Taking the Bull by the Horns - Experiences in a Zen monastery
I love koans. Especially huckleberry koans. Mmmmm!
-bf
Thanks for the link. I enjoyed it.
Adiana:usflag:
Marybeth
To rest up at that point is a mistake, but one that's easy to make, and working with a teacher can help to avoid this happening. If the penetration of the first koan is deep enough, then there is the knowing that fundamentally Zazen sits Zazen, prostrating does prostrating, the koan does the koan, and then it's more learning to apply that experience of oneness and no self to subsequent koans. Of course this could all be nonsense in relation to your own experience Jerbear and I really don't feel qualified to guide anyone in any significant way with Koan study. The only advice I could give really is to not try to get it, but simply to close the gap between yourself and the koan. If thoughts come up, feed them to the koan, when anger comes up, or fear or exhilaration or whatever - feed them to the koan too. Burn yourself up in the koan.
Thanks for your input. Whether you know it or not, I do value it. I did talk to my teacher about it and he gave me guidance on it. I do like the idea of feeding the mental energy to the koan. I guess where I'm stuck is that I'm an intellectual and I look at things quite analytically. Koans don't work like that. But I catch myself trying to catch that moment between rational thought and I can't. Which is cool too.

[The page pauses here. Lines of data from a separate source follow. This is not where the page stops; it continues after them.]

Issue #195, opened 2017-12-05
Chrono stability?


coder543:
Looking at [the contributions](https://github.com/chronotope/chrono/graphs/contributors), things seem to have been pretty quiet lately. [This comment thread about Diesel 1.0](https://www.reddit.com/r/rust/comments/7hkw6c/announcing_diesel_100_beta_1/dqs46df/?context=10) brings up some concern about Chrono's lack of confidence in its own stability.

> Chrono is probably the most concerning here, TBH I'm not sure why they aren't on the path to 1.0.

and

> So I'm not sure what to do about this problem. Rust clearly has a 1.0-phobia issue, but Diesel is ready to stabilize it's API, and doing so will be huge for Diesel and for Rust.

and

> I guess when Chrono releases a breaking change we'll have to deal with it. :/

are relevant quotes.

Is there any chance that Chrono is ready to update to v1.0? Or is the API still so unstable?

quodlibetor:
I [responded in that comment thread](https://www.reddit.com/r/rust/comments/7hkw6c/announcing_diesel_100_beta_1/dqsa8ug/).

tl;dr is that, yes, there are known breaking changes desired. I've been sick since that comment thread happened, but I've been thinking and writing notes on *my* known blockers to 1.0. @lifthrasiir probably has others.

Some obvious ones:

* Trait revamp -- the existing trait collection doesn't really make sense, a
  bunch of things are inherent methods on a bunch of different concrete types
  instead of being in a trait, the specific way associated types are used makes
  generic programming unecessarily difficult (that's why I haven't implemented
  `From<Timelike> for Utc`, for example), etc.

  This could be backwards-compatible, but I really want to deprecate/delete the
  existing footgun methods.
* Duration is only positive, making implementing `Add`/`Sub` and various
  iterators extremely unergonomic.
* Only one calendar system is supported (although I have no idea how multiple
  calendar systems would be implemented, maybe this would be the domain of a
  different library or would be backwards compatible)

So there are a grab-bag of API changes, new types, and possibly truly
fundamental design decisions that we aren't sure about.

Chrono hasn't been getting a lot of commits because:

* there aren't lots of bugs
* there aren't feature requests, except those ones which require API revamps I
  mentioned above.
* Neither lifthrasiir nor myself have lots of time to idly tool on chrono --
  it's basically good enough for everyone's purposes, while still, sadly,
  containing many deficiencies that we'd like to fix before releasing a 1.0

[...]

PR #221, opened 2018-02-23
Use no_std-compatible num dependencies

cuviper:
Rather than the `num` meta-crate, use `num-integer` and `num-traits`
without default features to make them `#[no_std]`.  `num-iter` is
just a dev-dependency now for a few test cases.

The only public change is the `impl FromPrimitive for Weekday`, but this
is still the same exact trait that `num` re-exports, so this is not a
breaking change.

### DIFF
--- a/Cargo.toml
+++ b/Cargo.toml
@@ -21,7 +21,8 @@ name = "chrono"
 
 [dependencies]
 time = "^0.1.36"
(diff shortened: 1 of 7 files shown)


cuviper:
I saw that #195 was contemplating no-std support.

I want to ask you another question. Much more general. I'm finding myself becoming very happy with my practice. I love meditating (DUH!), going to temple, reading Buddhist writings and such. There is a part of me that is going "Is this building my ego? That is what is to be torn down.". In 12 step groups, we call ego E.asing G.od O.ut. I know for now, ego will be a struggle. But how can you tell when it's true enjoyment or trying to prop the ego up? Maybe that I'm concerned is a good sign.

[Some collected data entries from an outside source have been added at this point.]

PR #236, opened 2018-04-02
Optionally remove time crate dependency

jethrogb:
Continuation of #137. I had to keep the old branch around for... reasons.

Original PR:

---
I would like to use the chrono crate to process time information on systems that don't have a clock. The time crate, which is used by chrono to obtain and represent the local time, can't be made to work on such a system. This PR adds a default-enabled "local" feature to the crate and moves all code that is dependent on the time crate behind a cfg-gate. Current users of chrono need to do nothing. Users of chrono that would like to use it without the time crate can set `default-features = false` in their Cargo.toml.

**Open questions**:
* *Test coverage* I have fixed all unit tests such that they will pass with or without the local feature. There are however 31 doc tests that use some code that has been cfged-out. I'm not sure how to selectively disable them.
* *UTC* `UTC::now` and `UTC::today` also depend on the time crate. I have put them behind the same cfg-gate, but that might be a misnomer. We could leave this as is, or I could add another feature with a different name or rename the current feature.

### DIFF
--- a/.travis.sh
+++ b/.travis.sh
@@ -33,8 +33,10 @@ build_and_test() {
   TZ=ACST-9:30 channel test -v --lib
   channel build -v --features rustc-serialize
   TZ=EST4 channel test -v --features rustc-serialize --lib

I know that the spiritual path is a tough one. That doesn't scare me at all. After 10 years as a serious "Born Again" Christian, I know that their are sacrifices to be made in order to obtain spiritual growth. I missed having a spiritual life, so part of me is just thrilled to be doing something in that vein again. I am taking the approach of "One day at a time". I don't know if I'll make it to Enlightenment. But I'm trying to enjoy the journey.

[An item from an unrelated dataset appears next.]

PR #242, opened 2018-04-25
Add %#z as "Permissive" timezone parsing

### LINKED ISSUE #219: supported timezone syntax for DateTime from string
I'm trying to accommodate the default timezone syntax returned from postgresql.  It seems to provide an abbreviated form that chrono may not support-- it omits 00 minutes.  Is there support for this in Chrono?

Any thoughts on how to get your ego out of the way?
"It's a matter of personal debate to me how far one can be pleased with one's own achievement, without then becoming an issue of Ego.... Surely one can at least look back and delight, maybe not so much in the progress of the last week, but even as far back as years ago, and be happy at how far one has come....
I think one can be pleased with ones' self (I sound like ones' monarch!) insofar as we can be glad that by our attempts to improve our lot, then others benefit too... it's a chain reaction... And given that we 'strive' to be better people, and to love ourselves unconditionally, we transmit this outwards, and others perceiving the changes, feel happier in our company....
I'm struggling to step out of Ego here, and I know I have a way to go, so I will just come out and say it:
I have been told by Clients I had in the UK, as a Feng Shui consultant, and as a Shiatsu Therapist, that I had changed their lives.
I have been told by clients here in France, to whom I have taught Qi Gong, that I have had 'an effet incroyable' on their outlook and character....
And all I will say, and say in all sincerity, is that people can only react in a certain way if they are first open and receptive to this influence. So much as I might have had these effects on people, it is only because I hit the right buttons, and they were ready....
But I am delighted that it was a good and beneficial effect, rather than the opposite...!!
So when I know I'm doing OK... I try to measure it by how people react to me, rather than to merely look at me as a yardstick...."
Knitwitch gave a sound response, in that French has two words for pride...
Check it out and see what she said....
"Allow others to blow your trumpet for you. The sound will carry twice as far...."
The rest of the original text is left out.